House Speaker Dennis Hastert, an Illinois Republican, said Spain was "a nation that succumbed . . . to threats of terrorism, changed their government."

"Here's a country that stood against terrorism and had a huge terrorist act within their country, and they chose to change their government and to, in a sense, appease terrorists," Hastert said.

Added GOP US Representative Henry Hyde of Illinois, chairman of the House International Relations Committee: "The vote in Spain was a great victory for Al Qaeda."

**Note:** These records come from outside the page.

PR #3925, opened 2022-03-09
Place WCPay subscriptions on-hold prior to renewal

### LINKED ISSUE #3923: Subscription action not firing on successful renewals
### Describe the bug
The `woocommerce_subscription_renewal_payment_complete` action is not firing on successful subscription renewals. This causes issues with extensions that rely on this action.

### To Reproduce

1. Create a small plugin that creates a log entry when the `woocommerce_subscription_renewal_payment_complete` action runs. (see below for example)
2. As a shopper, purchase a subscription product.
3. Use the WCPay Dev Tools test clock feature to force a renewal.
4. Observe, the log entry is not created.

```php
add_action(
	'woocommerce_subscription_renewal_payment_complete',
	function( $subscription ) {
		error_log( sprintf( 'Subscription #%d renewal payment complete!', $subscription->get_id() ) );
	}
);
```

### Actual behavior
The `woocommerce_subscription_renewal_payment_complete` action is not fired on successful subscription renewals. 

### Expected behavior
The `woocommerce_subscription_renewal_payment_complete` action is fired on successful subscription renewals. 

### Additional context
Discussed here p1646718001301219-slack-C02BW3Z8SHK

aprea:
Fixes #3923

Temporarily place the subscription on-hold to imitate the normal subscription renewal flow. This ensures the downstream effects take place, e.g. a payment status order note is added and the `woocommerce_subscription_payment_complete` action is fired.

#### Testing instructions

1. Create a small plugin that creates a log entry when the `woocommerce_subscription_renewal_payment_complete` action runs. (see below for example)
2. As a shopper, purchase a subscription product.
3. Use the WCPay Dev Tools test clock feature to force a renewal.
4. Observe, the log entry is created (this log entry **is not** created on `develop`).

```php
add_action(
	'woocommerce_subscription_renewal_payment_complete',
	function( $subscription ) {
		error_log( sprintf( 'Subscription #%d renewal payment complete!', $subscription->get_id() ) );
	}
);
```

-------------------

**Post merge**


includes/subscriptions/class-wc-payments-subscriptions-event-handler.php
```diff
@@ -119,7 +119,18 @@ public function handle_invoice_paid( array $body ) {
...
+			/*
+			 * Temporarily place the subscription on-hold to imitate the normal subscription renewal flow.
+			 * This ensures the downstream effects take place, e.g. a payment status order note is added and the
+			 * 'woocommerce_subscription_payment_complete' action is fired.
+			 */
+			remove_action( 'woocommerce_subscription_status_on-hold', [ $this->subscription_service, 'suspend_subscription' ] );
+			$subscription->update_status( 'on-hold' );
+			add_action( 'woocommerce_subscription_status_on-hold', [ $this->subscription_service, 'suspend_subscription' ] );
+
+			remove_action( 'woocommerce_subscription_status_on-hold_to_active', [ $this->subscription_service, 'reactivate_subscription' ] );
```
aprea, line 131: I've added this to prevent the WCPay Server API call which attempts to reactive the subscription.

This is unnecessary as the WCPay subscription is already active and does not need to be reactivated.

haszari: Might be worth commenting that in code?

aprea: Code comment added in 57c3d1c9eb6f0ecce74d0c0969b8c3eb6a7acf61

tests/unit/helpers/class-wc-helper-subscription.php
```diff
@@ -231,4 +231,8 @@ public function is_manual() {
 	public function set_requires_manual_renewal( $bool ) {
 		$this->manual = $bool;
 	}
+
+	public function update_status( $status ) {
```
shendy-a8c, line 235: Why is this needed?

shendy-a8c (commented):
After fixing my local setup so that local wcpay server forwards webhook event correctly to my wcpay client / my local merchant store, I can confirm that it works as per testing instructions.

Out of curiosity, I also tested with WC Subscriptions active and I see `woocommerce_subscription_payment_complete` is fired just fine even without the change from this PR. This is expected. The only difference when testing this is that subscriptions from WCS can be renewed from the admin edit subscription page > Subscriptions actions > Process renewal directly. No need test clock.

Another minor concern that I can think of from this bug fix is that if there is code out there that notices `woocommerce_subscription_renewal_payment_complete` isn't firing for WCPay Subscriptions and then decide to hook on to `woocommerce_renewal_order_payment_complete` without removing the callback from `woocommerce_subscription_renewal_payment_complete`, after this fix, that code might be executed more times than expected, but this is very unlikely.

tests/unit/helpers/class-wc-helper-subscription.php
shendy-a8c: That makes sense. I missed that.

shendy-a8c (approved):

PR #3926, opened 2022-03-09
Fix guest session

superdav42:
###
Fixes platform checkout when customer is not logged into merchant site. 

Something changed in WC or WCPay so the session was initialized before the user was loaded. Therefore we need to register the `woocommerce_cookie` filter earlier in the init process. 

Without this change platform checkout site would say the cart was empty.

### DIFF
--- a/changelog/fix-guest-session
+++ b/changelog/fix-guest-session
@@ -1,0 +1,4 @@
+Significance: patch
+Type: fix
+
+Fix checkout as guest on platform checkout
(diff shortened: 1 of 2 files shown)


Mayisha (commented):
Changes look good to me. But I can not regenerate the empty cart scenario in my `localdev` (in branch `develop`) :thinking: 

I tried these steps in `develop`:
- logged out of merchant site
- restarted WCPay 
- From WCPay checkout page went to Woopay via OTP verification
- If I am logged in to Woopay then the cart data loads perfectly ( no empty cart issue )

superdav42:
> Changes look good to me. But I can not regenerate the empty cart scenario in my `localdev` (in branch `develop`) thinking
> 
> I tried these steps in `develop`:
> 
> * logged out of merchant site
> * restarted WCPay
> * From WCPay checkout page went to Woopay via OTP verification
> * If I am logged in to Woopay then the cart data loads perfectly ( no empty cart issue )

It may be dependent on the version of WC Core installed on the merchant site. I tracked it down to loading current currency from the session so may also be dependent on multi-currency settings. Ether way it's a matter of the filter `woocommerce_cookie` maybe triggered before `determine_current_user` so we need to register the filter always.

Mayisha (approved):
:100:

PR #3940, opened 2022-03-10
Fix the conversion amount in the transaction list

### LINKED ISSUE #3939: Conversion indicator shows wrong amount on transaction list
### Describe the bug
When a transaction is displaying a converted value, it shows the same amount in both currencies, they should differ where the currencies are different (if the rate is different)

### To Reproduce
Assuming you have an USD account:
- Enable a currency on Payments > Settings > Multi-Currency which has a different rate than 1.
- On your store, change the currency to the new currency and sell something.
- Go to Payments > Transactions, and see the transaction
- Hover the conversion indicator icon, and on the tooltip you see this:

image

As you can see, both have the same amount, which they shouldn't.

### Expected behavior
The conversion indicator should have the original amount and currency, the converted amount should be different if the rate is not 1.

The fix may be related with this line having the amount: https://github.com/Automattic/woocommerce-payments/blob/develop/client/transactions/list/index.tsx#L286

jessepearson:
Fixes #3939

* Update the `fromAmount` in the transactions list to be the amount the conversion was from, meaning the amount the customer paid in their currency.

#### Testing instructions

* Add another currency to your store under WooCommerce > Settings > Multi-Currency.
* Add a product to your cart and go to checkout.
* Change the currency using the currency selector widget.
* Check out.
* View your transactions list and confirm the converted from amount shows correctly.

Screen Shot 2022-03-10 at 9 29 05 AM

-------------------

**Post merge**

- [x] Link to testing instructions from [release testing doc](https://github.com/Automattic/woocommerce-payments/wiki/Release-testing-instructions) : QA Testing Not Applicable

### DIFF
--- a/changelog/fix-3939-incorrect-conversion-in-transaction-list
+++ b/changelog/fix-3939-incorrect-conversion-in-transaction-list
@@ -1,0 +1,4 @@
+Significance: patch
+Type: fix
+
+Fix the conversion from amount in the transactions list.
--- a/client/transactions/list/index.tsx
+++ b/client/transactions/list/index.tsx
@@ -276,6 +276,7 @@ export const TransactionsList = (
 		const dataType = txn.metadata ? txn.metadata.charge_type : txn.type;
 		const formatAmount = () => {
 			const amount = txn.metadata ? 0 : txn.amount;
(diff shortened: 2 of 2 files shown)


tpaksu (approved):
Tested and works great! Thanks for fixing this. LGTM 🚢  it!

PR #3947, opened 2022-03-10
Use docker named volume instead of mount for MySQL data

### LINKED ISSUE #3946: `Permission denied` issues with mysql data and mounted (docker) volume
### Describe the bug
I recently tried re-creating my WCPay docker environment from scratch, and I hit an issue. The MySQL / `db` container had permissions issues with the data volume.

In our current docker environment, the [data volume is a mounted folder (from the host OS)](https://github.com/Automattic/woocommerce-payments/blob/develop/docker-compose.yml#L36). I think this causes the permission issue I'm seeing (maybe intermittent?). 

There's a workaround – to mount the volume with a user id mapping, so the container user has same access as host OS user. 

I'd recommend switching to a [named volume](https://docs.docker.com/storage/volumes/), which avoids the permissions issue altogether. This may also have other benefits since it's completely isolated inside the container. Note named volumes still persist across container recreate, so we still have a persistent database (and can reset it at will by deleting the volume - [`docker compose down --volumes`](https://docs.docker.com/compose/reference/down/)).

I notice that we [use a mounted volume for WordPress as well](https://github.com/Automattic/woocommerce-payments/blob/develop/docker-compose.yml#L22). I personally don't need this, perhaps if we move to a named volume it will simplify things and maybe even help with performance. 

My understanding is that mounted volumes are best for sharing source code and config files into a container; not sure about using them to share large amounts of data "out".

Note if we do switch to named volumes, developers can easily o[verride this if they have different needs, using `docker-compose.override.yml`](https://github.com/Automattic/woocommerce-payments/pull/2801). For example, if a developer needs to hack on WordPress core at the same time, they could clone locally and map into the container. 

### To Reproduce
- Clone repo. 
- Put stuff in `./docker/data` or remove write permissions (to force the issue!).
- `npm install`
- `npm run up:recreate`

### Actual behavior
Lots of errors in database container like the following, and then it bails. No database container, unhappy WordPress.

```
woocommerce_payments_mysql | chown: changing ownership of '/var/lib/mysql/': Permission denied
woocommerce_payments_mysql | chown: changing ownership of '/var/lib/mysql/ibdata1': Permission denied
woocommerce_payments_mysql | chown: changing ownership of '/var/lib/mysql/wcpay_tests': Permission denied
woocommerce_payments_mysql | chown: changing ownership of '/var/lib/mysql/wcpay_tests/wptests_wc_product_meta_lookup.frm': Permission denied
```

### Expected behavior
- Quick and robust launch or recreate of dev env under a wide range of circumstances. (I believe using named volumes will make the env more reliable.)

- macOS Monterey, Intel

haszari:
Fixes #3946

This PR uses [named docker volumes](https://docs.docker.com/storage/volumes/) for the MySQL data ~~and WordPress installation~~. These were previously mounted to the host OS, which can cause issues (and may not be needed IMO).

See above issue for further discussion / rationale.

Note that if this merges, WCPay devs may need / want to recreate their existing environments. The existing environments are based on the old config (with mounts) so there may be issues (would be good to test this to confirm how). Recreating is the cleanest way to adopt, but that might be inconvenient.

**Update** I've reverted the `wordpress` folder back to using a mount. This is less disruptive, and wasn't causing issues for me. This allows access to logs and convenient debugging of PHP code across WP core and plugins. The PR is now focused on the MySQL data specifically. Thanks @htdat  for feedback about these dev flows 🙌 

Note that I have committed some changes to ensure various mounted folders exist in a clean clone. In my testing the initial `npm run up` (docker-compose up) fails for each folder that doesn't exist. Creating the empty folders ensures that the initial `npm run up`[`:recreate`] works first time.

##### Bonus: `sleep 5`

This PR also changes a `sleep` call in `docker-setup.sh`. When I run this (on macOS) I get the following error/warning: 

```
usage: sleep seconds
```

During the initial setup of the dev env (e.g. `npm run up:recreate`) this means it polls without any delay, and makes the terminal output much noisier. 

I've changed this to `sleep 5` which should do the same thing on most platforms, I believe the default is seconds (I tried it inside container and it worked well).

##### Bonus: documented `dockerdirectory` workaround
We use a named volume to prevent all the `./docker` subfolders from clogging up the plugin folder. I didn't understand this until I tested / explored so I added some comments to clarify. 

##### out of the box devx
- Clean clone of wcpay code. 
- Install dependencies `npm install` 
- Start up dev environment `npm run up:recreate`
- Should be able to hack on WCPay with ease.

##### stopping and restarting dev env
- Existing clone or same one as above.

House majority leader Tom DeLay, a Texas Republican, expressed his condolences to the people of Spain, particularly to the victims of last week's deadly railway bombings. But DeLay said he hoped Rodriguez Zapatero will come to believe in the US position -- "that Iraq is central to winning" the fight against terrorism. "If we follow the example of the new Spanish government and we accept failure in Iraq and permit the victory of the terrorists there, there will be no counting the number of people around the world who will suffer the consequences," he said.

The lawmakers' comments were harsher than those coming from the White House in recent days.

When Bush was asked Tuesday whether the Spanish vote gave terrorists reason to believe that they can influence elections and policy, he replied: "I think terrorists will kill innocent life in order to try to get the world to cower. I think these are cold-blooded killers."

Rodriguez Zapatero was asked how he might respond if Bush asked him to reconsider pulling Spanish troops from Iraq. "I will listen to Mr. Bush, but my position is very firm and very clear," he said.

"Combating terrorism with bombs, with operations of shock and awe, with Tomahawk missiles, is not the way to beat terrorism. . . . It is a way of generating more radicalism, more people who can wind up being tempted by using violence," Rodriguez Zapatero told Onda Cero radio.